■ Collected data
PR #64, opened 2020-01-30
Feature/find image param

pieperm:
**Important:** This pull request contains contents from PR #63 `feature/blob` so that PR should be resolved before this one.

### DIFF
--- a/.gitignore
+++ b/.gitignore
@@ -4,6 +4,7 @@ vision_videos/
 *.jpg
 *.png
 *.bag
+*.ipynb
 
 # Byte-compiled / optimized / DLL files
 __pycache__/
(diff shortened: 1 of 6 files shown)


.gitignore
```diff
@@ -4,6 +4,7 @@ vision_videos/
 *.jpg
 *.png
 *.bag
+*.ipynb
```
coledie: This should not be in the gitignore.

vision/util/import_params.py
```diff
@@ -0,0 +1,27 @@
+import cv2
+
```
coledie: Need to update the pull request for this.

PR #80, opened 2020-02-12
Rename vision/blob to vision/obstacle

### LINKED ISSUE #59: Rename blob detection to obstacle detection.
Everything w/ blob in name ie blob/, test_blobbing .... except actual blob detection algorithm

pieperm:


coledie (approved):
No more blobs!

PR #81, opened 2020-02-12
Modified blobfind and test_blobbing to use 2 vertices instead of 3

### LINKED ISSUE #58: Bounding box to 2d rectangle.
Bounding box use 2d rectangle(4 vertices) with a depth parameter. Update unit tests and algorithms accordingly.

skylerwinkelman:


vision/blob/blobfind.py
```diff
@@ -80,18 +80,18 @@ def find(self, image):
...
+            bottom_right_near = (pos_dx, pos_dy)
+            bottom_left_near = (neg_dx, pos_dy)
 
             # With depth, these will be calculated differently
-            top_left_far = top_left_near
+            """top_left_far = top_left_near
             top_right_far = top_right_near
             bottom_right_far = bottom_right_near
-            bottom_left_far = bottom_left_near
+            bottom_left_far = bottom_left_near"""
```
coledie: It appears these are unused so we can delete them.

vision/unit_tests/test_blobbing.py
```diff
@@ -107,12 +107,12 @@ def test_annotation_accuracy(self):
                     ax1, ay1, ax2, ay2 = [int(annotation_bounding_box.find(param).text) for param in ['xmin', 'ymin', 'xmax', 'ymax']]
 
                     for bounding_box in bounding_boxes:
+                        print("VERTICES", bounding_box.vertices)
```
coledie: Lets delete this print statement since it was only used for debugging..

coledie (changes requested):
I like it

coledie (approved):

PR #110, opened 2020-02-26
Add unit test for camera.

### LINKED ISSUE #98: Implement unit tests for all camera types.

coledie:


vision/unit_tests/test_camera.py
```diff
@@ -10,15 +10,103 @@
 import unittest
 from unittest.mock import patch
 
-from vision.camera import *
+import numpy as np
+import airsim
```
ClayMav, line 14: Note: will this cause problems for us being able to run our code being that this library is strictly required and we may be connected to a real camera

ClayMav (approved):

vision/unit_tests/test_camera.py
coledie: There is three separate camera types, two use realsense and one uses airsim.

PR #39, opened 2022-12-07
Clean-up the remote_execution client for gRPC.

aloiscochard:
Also fix intrinsic properties for remote execution platforms, as previously the values provided were not compatible with the specification:
- https://github.com/bazelbuild/remote-apis/blob/main/build/bazel/remote/execution/v2/platform.md

### DIFF
--- a/app/buck2_core/src/fs/fs_util.rs
+++ b/app/buck2_core/src/fs/fs_util.rs
@@ -12,6 +12,7 @@
 use std::fs;
 use std::fs::File;
 use std::io;
+use std::io::Read;
 use std::io::Write;
 use std::ops::Deref;
 use std::path::Path;
@@ -332,6 +333,17 @@ pub fn remove_all<P: AsRef<Path>>(path: P) -> anyhow::Result<()> {
         return Ok(());
     }
     r
+}
+
+pub fn read_to_bytes<P: AsRef<Path>>(path: P) -> anyhow::Result<Vec<u8>> {
+    let path_display = P::as_ref(&path).display();
+    let metadata =
+        fs::metadata(&path).context(format!("When reading metadata `{}`", path_display))?;
+    let mut file = File::open(&path).context(format!("When openning file `{}`", path_display))?;
+    let mut buffer = vec![0; metadata.len() as usize];
+    file.read_exact(&mut buffer)
+        .with_context(|| format!("read_to_bytes({})", path_display))?;
+    Ok(buffer)
 }
 
 pub fn read_to_string<P: AsRef<Path>>(path: P) -> anyhow::Result<String> {
--- a/buck2_execute_impl/src/executors/re.rs
+++ b/buck2_execute_impl/src/executors/re.rs
@@ -62,14 +62,12 @@ pub enum RemoteExecutorError {
 impl ReExecutionPlatform {
     pub fn intrinsic_properties(&self) -> SortedMap<String, String> {
         match self {
-            Self::Linux => {
-                SortedMap::from_iter([("platform".to_owned(), "linux-remote-execution".to_owned())])
-            }
+            Self::Linux => SortedMap::from_iter([("OSFamily".to_owned(), "linux".to_owned())]),
             Self::MacOS { xcode_version } => SortedMap::from_iter([
                 ("platform".to_owned(), "mac".to_owned()),
                 ("subplatform".to_owned(), format!("xcode-{}", xcode_version)),
             ]),
-            Self::Windows => SortedMap::from_iter([("platform".to_owned(), "windows".to_owned())]),
+            Self::Windows => SortedMap::from_iter([("OSFamily".to_owned(), "windows".to_owned())]),
         }
     }
 }
--- a/remote_execution/oss/re_grpc/src/client.rs
+++ b/remote_execution/oss/re_grpc/src/client.rs
@@ -7,12 +7,12 @@
  * of this source tree.
  */
 
-#![allow(unused_variables)] // Because a lot of these are stubbed out
 use std::future;
 use std::pin::Pin;
 use std::sync::Mutex;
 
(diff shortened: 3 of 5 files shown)


app/buck2_core/src/fs/fs_util.rs
```diff
@@ -334,6 +335,17 @@ pub fn remove_all<P: AsRef<Path>>(path: P) -> anyhow::Result<()> {
     r
 }
 
+pub fn read_to_bytes<P: AsRef<Path>>(path: P) -> anyhow::Result<Vec<u8>> {
```
ndmitchell, line 338: You might want to do `let path = P::as_ref(&path)` or similar on the first line, and then avoid repeating it below. But your choice.

buck2_execute_impl/src/executors/re.rs
```diff
@@ -63,13 +63,15 @@ impl ReExecutionPlatform {
     pub fn intrinsic_properties(&self) -> SortedMap<String, String> {
         match self {
             Self::Linux => {
-                SortedMap::from_iter([("platform".to_owned(), "linux-remote-execution".to_owned())])
+                SortedMap::from_iter([
+                    ("OSFamily".to_owned(), "linux".to_owned()),
+                ])
             }
             Self::MacOS { xcode_version } => SortedMap::from_iter([
-                ("platform".to_owned(), "mac".to_owned()),
```
ndmitchell, line 69: Can we ditch this from the diff

remote_execution/oss/re_grpc/src/client.rs
```diff
@@ -258,120 +210,126 @@ impl REClient {
...
+                                .with_context(|| "Tree digest not defined.")?,
+                        );
+                        Ok(TDirectory2 {
+                            path: output_directory.path,
+                            tree_digest: digest.clone(),
+                            root_directory_digest: digest,
+                            _dot_dot_default: (),
+                        })
+                    })
+                    .collect();
```
ndmitchell, line 270: Usually you would deal with the error immediately - so `.collect::<anyhow::Result<Vec<_>>>()?` instead of having an anyhow float around for a while.

remote_execution/oss/re_grpc/src/client.rs
```diff
@@ -380,16 +338,28 @@ impl REClient {
...
+            .unwrap_or_default()
+            .into_iter()
+            .map(|x| {
+                Ok(Request {
+                    digest: Some(tdigest_to(x.digest)),
+                    data: fs_util::read_to_bytes(&x.name)?,
+                    compressor: compressor::Value::Identity as i32,
+                })
+            })
+            .collect();
```
ndmitchell, line 362: Ditto - error out sooner.

remote_execution/oss/re_grpc/src/client.rs
```diff
@@ -380,16 +338,28 @@ impl REClient {
...
         use re_grpc_proto::google::rpc::Code;
 
-        let mut grpc_clients = self.grpc_clients.lock().await;
-        let client = grpc_clients.cas_client().await?;
+        let mut client = self.grpc_clients.cas_client.clone();
+
+        let files_with_digest: anyhow::Result<Vec<Request>> = request
+            .files_with_digest
+            .unwrap_or_default()
+            .into_iter()
```
ndmitchell, line 354: You might want to use `gazebo::prelude::*` which then gives you `into_try_map` which should simplify and avoid the need for type annotations

remote_execution/oss/re_grpc/src/client.rs
```diff
@@ -461,22 +415,22 @@ impl REClient {
...
     pub async fn upload_blob(
         &self,
-        blob: Vec<u8>,
-        metadata: RemoteExecutionMetadata,
+        _blob: Vec<u8>,
+        _metadata: RemoteExecutionMetadata,
     ) -> anyhow::Result<TDigest> {
-        stub("upload_blob")
+        // TODO(aloiscochard)
+        Err(anyhow::anyhow!("Not implemented"))
```
ndmitchell, line 422: Say "RE upload_blob" in the message somewhere, so when it fails this way, we know what to fix.

remote_execution/oss/re_grpc/src/client.rs
```diff
@@ -495,37 +449,26 @@ impl REClient {
...
+
+        let blobs: anyhow::Result<Vec<InlinedDigestWithStatus>> =
+            response.into_inner().responses.into_try_map(|r| {
+                Ok(InlinedDigestWithStatus {
+                    // TODO(aloiscochard): Here we should check if r.status is ok!
+                    digest: tdigest_from(r.digest.with_context(|| "Response digest not found.")?),
+                    status: tstatus_ok(),
+                    blob: r.data,
+                })
+            });
```
ndmitchell, line 461: ? on this line rather than later

remote_execution/oss/re_grpc/src/client.rs
```diff
@@ -559,8 +502,7 @@ impl REClient {
     }
 
     pub fn get_network_stats(&self) -> anyhow::Result<NetworkStatisticsResponse> {
-        // TODO(aloiscochard): Is that unwrap safe? could we avoid it by making the caller async?
-        let state = self.state.lock().unwrap();
+        let state = self.state.lock().unwrap_or_else(|e| e.into_inner());
```
ndmitchell, line 505: What does this do? The error goes into_inner? I think just unwrap here is what we'd recommend, no "or_else"

aloiscochard: As far as I understand, this code means that if the locking fails, we take the data and return it anyway (https://doc.rust-lang.org/std/sync/struct.Mutex.html#method.into_inner).

This is probably the best thing we should do (instead of crashing), as we are only reading the state in this case and not writing to it.

_Please note that change was suggested during previous code review feedback._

■ EXERCISE REQUIREMENTS
If a line of the data contains the string "unittest", count it; then give the total alone.

■ ANSWER TO THE EXERCISE
2